BEGIN Entries provided

PR #7664, opened 2026-04-23
Fix infinite ForceNew diff loops when remove-default-node-pool is true

himanigulati01:
### Problem
When using the annotation `cnrm.cloud.google.com/remove-default-node-pool: "true"` on a `ContainerCluster`, if the user's YAML manifest still contains properties mapping to the initial pool (like `nodeConfig`), it can experience unresolvable reconciliation loops or errors on subsequent reconciliations. The typical error seen is: `node_version can only be specified if remove_default_node_pool is not true`.

### Root Cause
1.  The user specifies `nodeConfig` in YAML (often to satisfy organizational policies during initial creation).
2.  GKE creates the cluster and then KCC removes the default node pool as requested.
3.  On subsequent reconciliations, Terraform sees `nodeConfig` in the desired config (from YAML) but absent in the live state (since the pool was removed).
4.  Since `nodeConfig` is marked as `ForceNew` (immutable) in the Terraform schema, Terraform flags this as a change requiring recreation (`RequiresNew`).
5.  Terraform clears the state (`d.state = nil`) before invoking `CustomizeDiff`.
6.  The empty state tricks the validation logic into thinking this is a brand-new cluster creation, which then throws the error because both `node_version` (computed and written back) and `remove_default_node_pool` (true) appear to be set for a new cluster.

### Solution
To user, where they must specify `nodeConfig` during initial creation but want to avoid diff loops later, we introduce a new annotation:
`cnrm.cloud.google.com/remove-default-node-pool-allow-node-config: "true"`

When this annotation is set to `"true"` and the resource already exists (live state is not empty) but `nodeConfig` is missing from the live state (meaning the default pool was removed):
KCC will programmatically remove `nodeConfig` from the desired configuration before invoking Terraform in `legacygcpmanagedfields.go`.

This effectively suppresses the diff and allows the resource to reconcile successfully.

Fixes internal ticket b/500804917.

### DIFF
--- a/pkg/krmtotf/krmtotf.go
+++ b/pkg/krmtotf/krmtotf.go
@@ -61,12 +61,19 @@ func KRMResourceToTFResourceConfigFull(r *Resource, c client.Client, smLoader *s
 		config = make(map[string]interface{})
 	}
 	if jsonSchema != nil {
-		if err := ResolveLegacyGCPManagedFields(r, liveState, config); err != nil {
-			return nil, nil, fmt.Errorf("error resolving legacy GCP-managed fields: %w", err)
+		if r.GroupVersionKind().Kind != "ContainerCluster" {
+			if err := ResolveLegacyGCPManagedFields(r, liveState, config); err != nil {
+				return nil, nil, fmt.Errorf("error resolving legacy GCP-managed fields: %w", err)
+			}
 		}
 		config, err = resolveUnmanagedFields(config, r, liveState, jsonSchema)
 		if err != nil {
 			return nil, nil, fmt.Errorf("error resolving externally-managed fields: %w", err)
+		}
+		if r.GroupVersionKind().Kind == "ContainerCluster" {
+			if err := ResolveLegacyGCPManagedFields(r, liveState, config); err != nil {
+				return nil, nil, fmt.Errorf("error resolving legacy GCP-managed fields: %w", err)
+			}
 		}
 	}
 	if err := handleUserSpecifiedID(config, r, smLoader, c); err != nil {
--- a/pkg/krmtotf/legacygcpmanagedfields.go
+++ b/pkg/krmtotf/legacygcpmanagedfields.go
@@ -118,12 +118,15 @@ func resolveContainerClusterNodeVersion(r *Resource, config map[string]interface
 	releaseChannelSet := found && releaseChannel != nil
 	removeDefaultNodePoolSet := removeDefaultNodePoolFound && removeDefaultNodePoolVal == "true"
 
+	fmt.Printf("DEBUG: resolveContainerClusterNodeVersion called for %s, removeDefaultNodePoolSet: %v, config has nodeVersion: %v\n", r.GetName(), removeDefaultNodePoolSet, config["nodeVersion"])
+
 	if !releaseChannelSet && !removeDefaultNodePoolSet {
 		return nil
 	}
 	if err := removeFromConfigIfNotApplied(r, config, "nodeVersion"); err != nil {
 		return fmt.Errorf("error resolving node version in config: %w", err)
 	}
+	fmt.Printf("DEBUG: after removeFromConfigIfNotApplied, config has nodeVersion: %v\n", config["nodeVersion"])
 	return nil
 }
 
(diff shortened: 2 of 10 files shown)


pkg/krmtotf/legacygcpmanagedfields.go
```diff
@@ -168,6 +176,13 @@ func resolveContainerClusterNodeConfig(r *Resource, liveState *terraform.Instanc
 		return nil
 	}
 
+	allowKey := k8s.FormatAnnotation("remove-default-node-pool-allow-node-config")
+	if allowVal, ok := k8s.GetAnnotation(allowKey, r); ok && allowVal == "true" {
+		unstructured.RemoveNestedField(config, nodeConfigFieldInKRMConfig)
+		unstructured.RemoveNestedField(config, "nodeVersion")
```
gemmahou: I feel remove "nodeConfigFieldInKRMConfig" is sufficient. Having "nodeVersion" is expected and it will only trigger an error during the initial resource creation not update.

pkg/krmtotf/krmtotf.go
```diff
@@ -69,7 +69,14 @@ func KRMResourceToTFResourceConfigFull(r *Resource, c client.Client, smLoader *s
 			return nil, nil, fmt.Errorf("error resolving externally-managed fields: %w", err)
 		}
 	}
+	allowKey := k8s.FormatAnnotation("remove-default-node-pool-allow-node-config")
+
+	// Bridge between the K8s annotation and the Terraform schema
+	if allowVal, ok := k8s.GetAnnotation(allowKey, r); ok && allowVal == "true" {
+		config["remove_default_node_pool_allow_node_config"] = true
+	}
```
gemmahou: Is this bridge necessary? in "legacygcpmanagedfields.go" we already checked for certain annotation before converting to TF.

pkg/test/resourcefixture/testdata/directives/removedefaultnodepool/create.yaml
```diff
@@ -25,4 +25,7 @@ spec:
   location: us-central1-a
   initialNodeCount: 1
   loggingService: logging.googleapis.com/kubernetes
-  monitoringService: monitoring.googleapis.com/kubernetes
\ No newline at end of file
+  monitoringService: monitoring.googleapis.com/kubernetes
+  nodeConfig:
```
gemmahou: This test may not help us verify the fix. I think it's better to leverage the scenarios test, feel free to revert this.

tests/e2e/testdata/scenarios/containercluster/removedefaultnodepool/script.yaml
```diff
@@ -0,0 +1,57 @@
...
+# Step 2: Trigger a reconcile.
+# Without the allow-node-config annotation, this should fail with the diff error.
+# We use APPLY-60-SEC to apply it and wait a bit, then it will be captured in golden file.
+TEST: APPLY-60-SEC
+apiVersion: container.cnrm.cloud.google.com/v1beta1
+kind: ContainerCluster
+metadata:
+  annotations:
+    cnrm.cloud.google.com/remove-default-node-pool: "true"
+    kubectl.kubernetes.io/last-applied-configuration: |
```
gemmahou, line 26: Great find on using the "last-applied-configuration"! It worked perfectly to simulate the failure, thanks for digging into that.

tests/e2e/testdata/scenarios/containercluster/removedefaultnodepool/script.yaml
```diff
@@ -0,0 +1,57 @@
+# Step 1: Create ContainerCluster with remove-default-node-pool: "true"
+# We use APPLY to wait for the cluster to become Ready in real GCP
+TEST: APPLY
```
gemmahou: This step seems redundant with Step 2. Since this is the initial resource creation, can we remove 'last-applied-configuration' here, and verify the resource is created successfully in the beginning?

tests/e2e/testdata/scenarios/containercluster/removedefaultnodepool/script.yaml
```diff
@@ -0,0 +1,57 @@
...
+  location: us-central1-a
+  initialNodeCount: 1
+  nodeConfig:
+    metadata:
+      dev: "true"
+---
+# Step 2: Trigger a reconcile.
+# Without the allow-node-config annotation, this should fail with the diff error.
+# We use APPLY-60-SEC to apply it and wait a bit, then it will be captured in golden file.
+TEST: APPLY-60-SEC
```
gemmahou: nit: I know we have "APPLY-10-SEC" for failed resources, is 10 sec too short to have the error message populated for this resource?

tests/e2e/testdata/scenarios/containercluster/removedefaultnodepool/script.yaml
```diff
@@ -0,0 +1,57 @@
+# Step 1: Create ContainerCluster with remove-default-node-pool: "true"
```
gemmahou: super nit: I usually use step00, step01, etc in comment so it matches our log number!

pkg/krmtotf/legacygcpmanagedfields.go
gemmahou, line 1: Can we update the comment of the functions with the code change, and add unit tests in pkg/krmtotf/legacygcpmanagedfields_test.go?

Feel free to check #7235 for reference.

himanigulati01:
More Progress is being tracked here: https://github.com/GoogleCloudPlatform/k8s-config-connector/pull/8651

FYI, And currently we are trying to fix the mockgcp to be able to run the test successfully, though it is running fine with the real gcp.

END Entries provided

# [What the exercise asks]
Transcribe the records above exactly, from the opening line down to and including the line with "Terraform clears the".

# [Result]
PR #7664, opened 2026-04-23
Fix infinite ForceNew diff loops when remove-default-node-pool is true

himanigulati01:
### Problem
When using the annotation `cnrm.cloud.google.com/remove-default-node-pool: "true"` on a `ContainerCluster`, if the user's YAML manifest still contains properties mapping to the initial pool (like `nodeConfig`), it can experience unresolvable reconciliation loops or errors on subsequent reconciliations. The typical error seen is: `node_version can only be specified if remove_default_node_pool is not true`.

### Root Cause
1.  The user specifies `nodeConfig` in YAML (often to satisfy organizational policies during initial creation).
2.  GKE creates the cluster and then KCC removes the default node pool as requested.
3.  On subsequent reconciliations, Terraform sees `nodeConfig` in the desired config (from YAML) but absent in the live state (since the pool was removed).
4.  Since `nodeConfig` is marked as `ForceNew` (immutable) in the Terraform schema, Terraform flags this as a change requiring recreation (`RequiresNew`).
5.  Terraform clears the state (`d.state = nil`) before invoking `CustomizeDiff`.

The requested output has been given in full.